To round the given table, start by creating a bipartite graph with one set of nodes for columns and another set of nodes for rows. The flow on the edge (col, row) will indicate the rounded value for that entry in the table. To ensure that this is a valid rounding, set the lower and upper bounds for the flow on this edge to the floor and ceiling of the table entry, respectively.
Next, for each column, create an edge (source, col), and set its lower and upper bounds to the floor and ceiling of that column sum. Similarly, for each row, create an edge (row, sink), and set its lower and upper bounds to the floor and ceilling of that row sum.
For the table given above, the construction should look like this, where the capacity A-B means a lower bound of A and an upper bound of B:
Answer the following questions:
Briefly, describe why a feasible flow in this graph gives a valid rounding of the table. In particular, why is the flow on (col, row) a valid rounding of that table entry, and, more importantly, why is each row and column sum (which is a sum of the flows on some of those edges) also rounded properly?
The library you were given in this problem solved maximum flow using Ford-Fulkerson. While many other algorithms exist for solving this problem (some of which would also work for this assignment), what additional property does Ford-Fulkerson provide that is necessary for this reduction to work?

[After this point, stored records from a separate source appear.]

PR #967, opened 2025-11-20
feat:Add exclude label to application outage

### LINKED ISSUE #930: Add exclude label to application outage
Add exclude label to application outage to exclude apps found when pod selector is given

FAUST-BENCHOU:
## Type of change

- [ ] Refactor
- [x] New feature
- [ ] Bug fix
- [ ] Optimization

## Description  
Convert the label expression provided by the user in exclude_label into a Kubernetes NetworkPolicy matchExpressions structure using NotIn, so that the specified Pods are excluded from being isolated by the network policy.

- Related Issue #930 
- Closes #930 

## Documentation  

image

### DIFF
--- a/containers/krknctl-input.json
+++ b/containers/krknctl-input.json
@@ -520,6 +520,26 @@
     "required": "false"
   },
   {
+    "name": "kubevirt-exit-on-failure",
+    "short_description": "KubeVirt fail if failed vms at end of run",
+    "description": "KubeVirt fails run if vms still have false status",
+    "variable": "KUBE_VIRT_EXIT_ON_FAIL",
+    "type": "enum",
+    "allowed_values": "True,False,true,false",
+    "separator": ",",
+    "default": "False",
+    "required": "false"
+  },
+  {
+    "name": "kubevirt-node-node",
+    "short_description": "KubeVirt node to filter vms on",
+    "description": "Only track VMs in KubeVirt on given node name",
+    "variable": "KUBE_VIRT_NODE_NAME",
+    "type": "string",
+    "default": "",
+    "required": "false"
+  },
+  {
     "name": "krkn-debug",
     "short_description": "Krkn debug mode",
     "description": "Enables debug mode for Krkn",
--- a/krkn/rollback/config.py
+++ b/krkn/rollback/config.py
@@ -209,6 +209,10 @@ class RollbackConfig(metaclass=SingletonMeta):
             rollback_context_dir = os.path.join(cls().versions_directory, rollback_context_dir)
 
             for file in os.listdir(rollback_context_dir):
+                # Skip known non-rollback files/directories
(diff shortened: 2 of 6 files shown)


scenarios/openshift/app_outage.yaml
```diff
@@ -3,3 +3,4 @@ application_outage:                                  # Scenario to create an out
   namespace: <namespace-with-application>            # Namespace to target - all application routes will go inaccessible if pod selector is empty
   pod_selector: {app: foo}                            # Pods to target
   block: [Ingress, Egress]                           # It can be Ingress or Egress or Ingress, Egress
+  exclude_label: ""                                  # Optional label selector to exclude pods (e.g. "tier=gold" or "tier=gold,env=prod")
```
paigerube14: small nit, because pod selector is set up as a dict here, it would be nice to also have the exclude label as a dict not a string. (or both options would be amazing too)

FAUST-BENCHOU: Of course, I’ll consider supporting dict and string, to lay the groundwork for future improvements.

FAUST-BENCHOU: In fact, my current implementation of exclude_label supports three types: string, dict, and list. You can check the specific implementation in the build_exclude_expressions function, particularly the parts with if isinstance(exclude_label, dict) and if isinstance(exclude_label, list). However, my comments might not be clear enough, so I will update the comments in both the YAML file and the function itself.😃

krkn/scenario_plugins/application_outage/application_outage_scenario_plugin.py
```diff
@@ -122,3 +146,48 @@ def rollback_network_policy(
 
     def get_scenario_types(self) -> list[str]:
         return ["application_outages_scenarios"]
+
+    @staticmethod
+    def _build_exclude_expressions(exclude_label) -> list[dict]:
```
tsebastiani, line 154: LGTM, my two cents, why don't you move this method in the utils package and you make it public?  Might be absolutely reusable for something else.

FAUST-BENCHOU: yeah sure，I plan to refactor it into 
krkn/utils/label_utils.py
                         └── def build_exclude_expressions(exclude_label) -> list[dict]:
What do you think?

tsebastiani: you already have a functions.py that should be enough, for the moment I don't see the need of a new file for a single method, let's keep them here and then, if in the future we'll have multiple label related methods, we'll refactor. Thanks again!

FAUST-BENCHOU: 👌Thx for your feedback！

Implement the method roundTable, which modifies the table entries to store rounded values in such a manner that row and column sums are also rounded. You can solve this by reducing to a feasible flow problem with lower bounds. First, construct the graph as described above. Then, use your findFeasibleBoundedFlow method to find a feasible flow. Then, replace each entry of the table with a rounded version, where the new value for (col, row) is given by the flow on the (col, row) edge.
You are provided with simple unit tests for the methods you will write in problems 1 and 2. You are encouraged to add to these unit tests to test more of behaviors of your methods.
You are also provided with three sample tables in the data subdirectory. Solutions are not provided because there is not necessarily a unique solution for how to round them. However, it is not difficult to check by hand whether your output is a correct rounding. Just make sure that each of the entries and each row and column sum is either the floor or ceiling of the same quantity from the input table.